### INFORMATION GIVEN
PR #509, opened 2025-08-06
PanedWidget handle multiple widgets per pane

### LINKED ISSUE #500: PanedWidget expects only a single widget in each pane?
@foxnne ran into a problem with code like this:
```zig
pub fn draw() !void {
    drawTools() catch {};
    var paned = dvui.paned(@src(), .{
        .direction = .vertical,
        .collapsed_size = 300,
        .handle_size = 2,
        .handle_dynamic = .{},
    }, .{ .expand = .both, .background = true });
    defer paned.deinit();

    if (paned.showFirst()) {
        drawLayers() catch {};
    }

    if (paned.showSecond()) {
        dvui.labelNoFmt(@src(), "COLORS", .{}, .{ .font_style = .title });
    }
}
```

Where the content in `drawLayers()` was showing up in the second pane.  Wrapping a box around drawLayers() works around it, so my guess is that PanedWidget goes wrong if there are multiple widgets in a pane.

Will investigate.

RedPhoenixQ:
Closes #500

`PanedWidget` now uses `dvui.BasicLayout`, similar to `Window` and `ScaleWidget`, to stack multiple widgets vertically in each pane. This removed the need for a wrapping box for multiple child widget.

### DIFF
--- a/src/dvui.zig
+++ b/src/dvui.zig
@@ -7434,15 +7434,15 @@ pub const BasicLayout = struct {
                 if (e.isVertical()) {
                     self.seen_expanded = true;
                 }
-                r.y = self.pos;
-                r.h = @max(0, r.h - r.y);
+                r.y += self.pos;
+                r.h = @max(0, r.h - self.pos);
             },
             .horizontal => {
                 if (e.isHorizontal()) {
                     self.seen_expanded = true;
                 }
-                r.x = self.pos;
-                r.w = @max(0, r.w - r.x);
+                r.x += self.pos;
+                r.w = @max(0, r.w - self.pos);
             },
         }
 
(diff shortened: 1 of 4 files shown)


src/dvui.zig
```diff
@@ -7434,15 +7434,15 @@ pub const BasicLayout = struct {
                 if (e.isVertical()) {
                     self.seen_expanded = true;
                 }
-                r.y = self.pos;
-                r.h = @max(0, r.h - r.y);
+                r.y += self.pos;
```
david-vanderson, line 7437: This looks a bit weird to me but don't have time to dig into it yet.  Just wanted to let you know - thanks!

foxnne:
Thank you both very much for looking into this. Today I borrowed the new `PanedWidget` from @RedPhoenixQ 's branch to re-implement my layers panel with this local change. Everything looks so much better and the code is far less complex. Please let me know if the `BasicLayout` changes wont work, I'll need to rethink how I'm approaching things.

### EXERCISE REQUIREMENTS
Repeat all the records without altering a single word.

### ANSWER
PR #509, opened 2025-08-06
PanedWidget handle multiple widgets per pane

### LINKED ISSUE #500: PanedWidget expects only a single widget in each pane?
@foxnne ran into a problem with code like this:
```zig
pub fn draw() !void {
    drawTools() catch {};
    var paned = dvui.paned(@src(), .{
        .direction = .vertical,
        .collapsed_size = 300,
        .handle_size = 2,
        .handle_dynamic = .{},
    }, .{ .expand = .both, .background = true });
    defer paned.deinit();

    if (paned.showFirst()) {
        drawLayers() catch {};
    }

    if (paned.showSecond()) {
        dvui.labelNoFmt(@src(), "COLORS", .{}, .{ .font_style = .title });
    }
}
```

Where the content in `drawLayers()` was showing up in the second pane.  Wrapping a box around drawLayers() works around it, so my guess is that PanedWidget goes wrong if there are multiple widgets in a pane.

Will investigate.

RedPhoenixQ:
Closes #500

`PanedWidget` now uses `dvui.BasicLayout`, similar to `Window` and `ScaleWidget`, to stack multiple widgets vertically in each pane. This removed the need for a wrapping box for multiple child widget.

### DIFF
--- a/src/dvui.zig
+++ b/src/dvui.zig
@@ -7434,15 +7434,15 @@ pub const BasicLayout = struct {
                 if (e.isVertical()) {
                     self.seen_expanded = true;
                 }
-                r.y = self.pos;
-                r.h = @max(0, r.h - r.y);
+                r.y += self.pos;
+                r.h = @max(0, r.h - self.pos);
             },
             .horizontal => {
                 if (e.isHorizontal()) {
                     self.seen_expanded = true;
                 }
-                r.x = self.pos;
-                r.w = @max(0, r.w - r.x);
+                r.x += self.pos;
+                r.w = @max(0, r.w - self.pos);
             },
         }
 
(diff shortened: 1 of 4 files shown)


src/dvui.zig
```diff
@@ -7434,15 +7434,15 @@ pub const BasicLayout = struct {
                 if (e.isVertical()) {
                     self.seen_expanded = true;
                 }
-                r.y = self.pos;
-                r.h = @max(0, r.h - r.y);
+                r.y += self.pos;
```
david-vanderson, line 7437: This looks a bit weird to me but don't have time to dig into it yet.  Just wanted to let you know - thanks!

foxnne:
Thank you both very much for looking into this. Today I borrowed the new `PanedWidget` from @RedPhoenixQ 's branch to re-implement my layers panel with this local change. Everything looks so much better and the code is far less complex. Please let me know if the `BasicLayout` changes wont work, I'll need to rethink how I'm approaching things.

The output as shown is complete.